As seen in Fig. 4, when load 6 in MG1 is switched at t = 2–2.5 s, it has no discernible impact on the loading of DG1 and DG2 (d, e). Due to the fact that they are below the TV established by equation, the VU spike and ROCOF that DG1 and DG2 detected are ignored (1). At t = 3–3.5 s, MG2 switches to load 7. This changeover does not substantial impact on the load charging distribution for DG-1 and DG2. Thereafter, the spike for the VU is visualized at DG1 and DG2 station which will be below the control value that resulted in disregarded once again. The changes are only visible in ROCOF, but the recommended technique does not classify them as UI. MG-1 gets obsoleted from the grid at t = 4 s.
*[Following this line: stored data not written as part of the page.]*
PR #882, opened 2019-11-19
Upgrade to using ITK version 5.1b01

blowekamp:
ITKV4 compatibility is enabled, along with not removing deprecated
code.

The goal of migration to ITKv5 for SimpleITK is to maintain a
compatible SimpleITK interface and provide as little disruption as
possible to the algorithms.


blowekamp:
Lets merge this update and fix things in master.

PR #884, opened 2019-11-19
Transform test comparison multi baseline

blowekamp:


blowekamp:
This code is ugly, but it seems to work OK. I created another issue to plan to clean it up: #885

This is needed to use additional baseline image for the change in registration results with ITKv5.

dave3d (approved):
Look all right.

PR #888, opened 2019-11-25
Add option to AZP packaging builds to skip 32-bit builds

blowekamp:


blowekamp:
The packaging has been totally refactored so this is no longer relevant.

PR #890, opened 2019-11-25
Add support to specify compression level and compressor

blowekamp:


dave3d (approved):
Very cool!

zivy (approved):
LGTM. Nice to have for large images (microscopy) with the ability to use maximal compression setting vs. the default (I assume it wasn't max).

blowekamp:
> LGTM. Nice to have for large images (microscopy) with the ability to use maximal compression setting vs. the default (I assume it wasn't max).

The default was something like 5 (0-9), but was recently changes to 2 after a large about of performance comparison: https://discourse.itk.org/t/adding-parallel-compression-to-metaio/1835 There was very little difference in size but a significant performance boost to reducing the default level.

PR #891, opened 2019-11-27
Revert "Disable the explicit template instantiating by default"

blowekamp:
This reverts commit ddde6bf0d262877ed3d822d160463f47d952c088.

Some AZP builds are running out of memory during linking. Using the instantiated library should help. I was not able to reproduce the linking error with the explicit instantiated library enabled.


blowekamp:
This was not a problem

Issue #460, opened 2018-05-07
Add support for pickling


adizhol:
https://discourse.itk.org/t/how-to-pickle-simpleitk-transforms/901/4

Currently SimpleITK does not support pickling of transformations and images.

Please add support for pickling transforms.

blowekamp:
This would be a very good feature to add to better support Python MultiProcessing module.

blowekamp:
closed by #857

PR #893, opened 2019-11-29
Add transform pickling

blowekamp:
addresses #460

### DIFF
--- a/Testing/Unit/Python/ConcurrentImageRead.py
+++ b/Testing/Unit/Python/ConcurrentImageRead.py
@@ -19,6 +19,8 @@ from __future__ import print_function
 import sys
 import os
 import unittest
+import tempfile
+import shutil
 
 
 import SimpleITK as sitk
@@ -28,10 +30,16 @@ from multiprocessing.pool import ThreadPool
 class ConcurrentImageRead(unittest.TestCase):
     """Testing thread concurrent reading of Images"""
 
-    temp_directory = ""
-
     def setUp(self):
-        pass
+
+        # Create a temporary directory for output files
+        self.test_dir = tempfile.mkdtemp()
+
+    def tearDown(self):
+
+        # Delete the temporary directory and files contained within. Perhaps if tests fail then the output should  stick
+        # around to debug the problem
+        shutil.rmtree(self.test_dir)
 
     def _create_data(self, img_extension, img_type):
         """Method to create the many temporary image for reading"""
@@ -44,8 +52,7 @@ class ConcurrentImageRead(unittest.TestCase):
         for i in range(0,n):
             img = sitk.GaussianSource(t, [s,s], mean=[256*(i+1)]*2)
             fname = "g_{0}.{1}".format(i, img_extension)
-            if ConcurrentImageRead.temp_directory:
-                fname = os.path.join(ConcurrentImageRead.temp_directory, fname)
+            fname = os.path.join(self.test_dir, fname)
             files.append(fname)
             sitk.WriteImage(img, files[-1])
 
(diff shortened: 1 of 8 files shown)


Wrapping/Python/Python.i
```diff
@@ -653,6 +653,55 @@
 
 }
 
+
+%extend itk::simple::Transform {
+   %pythoncode %{
+
+        def __copy__(self):
+          """Create a SimpleITK shallow copy, where the internal image is shared with a copy on write implementation."""
```
zivy: I believe this should say "internal transform"

Wrapping/Python/Python.i
```diff
@@ -653,6 +653,55 @@
...
+          return self.__class__(self)
+
+        def __deepcopy__(self, memo):
+          """Create a new copy of the data and internal itk::Image object."""
```
zivy: itk::Transform

Wrapping/Python/Python.i
```diff
@@ -653,6 +653,55 @@
...
+          dc = self.__class__(self)
+          dc.MakeUnique()
+          return dc
+
+        def __setstate__(self, args):
+          if args[0] != 0:
+            raise ValueError("Unable to handle SimpleITK.Image pickle version {0}".args[0])
```
zivy: ...SimpleITK.Transform pickle version...

zivy (approved):
Just some minor issues where things are referred to as Image and not Transform as expected.

Wrapping/Python/Python.i
blowekamp: done

Wrapping/Python/Python.i
blowekamp: done

Wrapping/Python/Python.i
blowekamp: done

blowekamp:
Sharp is failing with linking since the ITKv5 upgrade... Need to figure out how to reproduce the problem. The Windows CI error is not related.

Testing/Unit/Python/ConcurrentImageRead.py
```diff
@@ -28,10 +30,16 @@
...
-
     def setUp(self):
-        pass
+
+        # Create a temporary directory for output files
+        self.test_dir = tempfile.mkdtemp()
+
+    def tearDown(self):
+
+        # Delete the create temporary directory and files with  in. Perhaps if tests fail then the output should  stick
```
zivy: Possibly change "Delete the create temporary directory and files with   in." to "Delete the temporary files and directory."

Testing/Unit/Python/ImageReadWriteInt64.py
```diff
@@ -27,7 +29,27 @@
...
 
-    temp_directory = ""
+    def setUp(self):
+
+        # Create a temporary directory for output files
+        self.test_dir = tempfile.mkdtemp()
+
+    def tearDown(self):
+
+        # Delete the create temporary directory and files with  in. Perhaps if tests fail then the output should  stick
```
zivy: Same comment as above (it's the same text).

Testing/Unit/Python/sitkTransformTests.py
```diff
@@ -0,0 +1,192 @@
...
+
+        for transform_type in transform_type_list:
+            self.addTypeEqualityFunc(transform_type, self.assertTransformEqual)
+
+        # Create a temporary directory for output files
+        self.test_dir = tempfile.mkdtemp()
+
+    def tearDown(self):
+
+        # Delete the create temporary directory and files with  in. Perhaps if tests fail then the output should  stick
```
zivy: Same comment as above.

zivy (approved):
There was one comment with respect to text, but it is in three places (same text).

blowekamp:
@zivy The improved interface for constructing a BSplineTransform from a tuple of images, is that something that needs to be updated in the Notebooks?

zivy:
Thanks for pointing this out, I've opened an issue for this: https://github.com/InsightSoftwareConsortium/SimpleITK-Notebooks/issues/246

PR #908, opened 2019-12-17
Changed the github links from directly pointing to the latest release.

zivy:
The previous link led to a page which only contained information with
respect to the latest version/release. It is better to point to the
page where all releases appear and the user can search that
page. Otherwise they won't know where to go if by latest release, they
actually wanted the release and not latest development version.

### DIFF
--- a/Documentation/docs/source/installation.rst
+++ b/Documentation/docs/source/installation.rst
@@ -89,7 +89,7 @@ C# binary files
 
 **Binaries for select C# platforms** can be found on SimpleITK's
 `GitHub releases
-<https://github.com/SimpleITK/SimpleITK/releases/tag/latest>`__
+<https://github.com/SimpleITK/SimpleITK/releases>`__
 under the appropriate version. Installing the library should only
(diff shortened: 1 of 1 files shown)


Documentation/docs/source/installation.rst
```diff
@@ -120,7 +120,7 @@ If the latest SimpleITK bug fixes or features are required then
 pre-release binaries are needed. The pre-release binaries are built
 from the actively developed master branch. The SimpleITK packages are
 available on `Github releases
-<https://github.com/SimpleITK/SimpleITK/releases/tag/latest>`__ under
```
blowekamp: This is the one link that should remain to the latest.

blowekamp:
> Thank you. That will make it a bit easier to find the Java Windows binaries. :)

There are not Java binaries in the `latest` tag.

Documentation/docs/source/installation.rst
zivy: Reverted this and force pushed, so resolved.

PR #910, opened 2019-12-17
Add baseline image for SLIC filter

blowekamp:
The baseline image allows for a not exact image matching with a
tolerance. This is needed for windows 32-bits as the results are
slightly different.


blowekamp:
> I thought we were no longer supporting 32 bit.

We are no longer providing 32-bit binaries.
 
The library should continue to work on other architectures. Keeping a 32-bit build is the easiest thing to do to ensure that we have some appropriate amount of tolerances in our test results.

PR #920, opened 2019-12-19
Update itk modules

blowekamp:


zivy (approved):
There are many whitespace changes, any reason for these other than alignment?

blowekamp:
There should be a pre-commit hook which run a python JSON beautifier. Apparently, that has not always happened. The second commit in this PR, notes beatification style changes that occur with this batch processing of the JSONs.

zivy:
Got it. Thanks for the clarification.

The transition causes a ROCOF spike and a VU spike in PCC2. At PCC2, as demon- strated in Fig. 4, ROCOF and VU spikes do not exceed the TV (d, e). This is predicated on the notion that the approach not take UI into account, even microgrid were isolated from the main grid for maintenance. UI occurs when the main grid terminal’s circuit breaker (C.B.) opens at t = 4.5 s. As a result, PCC2 saw the unanticipated VU increase, as illustrated in Fig. 4d. A trip signal is provided to PCC 2 at t = 4.517 s as a result of the ROCOF exceeding the threshold value in the Figs. 4e and f, respectively. Therefore, islanding may be efficiently seen in a short amount of time (about 17 ms).

4 Conclusion

This study provides a unique HID approach for microgrids with inverter-based diesel generators employing VU and ROCOF.

The proposed hybrid approach is contrasted with the hybrid IDT based on the literature's frequency setpoint (FSP) and VU. This technique can distinguish between islanded situations and load switching conditions, preventing spurious trips in the event of load switching. When used with a multi-DG system, this method works as intended. As a result, the suggested IDT performs better than PID methods with huge NDZ and active methods with poor power quality and no potential for autonomous operation in islanded mode. According on the simulation results, the suggested hybrid method's islanding detection time is between 15 and 25 ms. The hybrid approach employing VU and frequency setpoint was also shown to have an islanding detection time of 0.21 s. MATLAB/Simulink is used to produce the simulation results.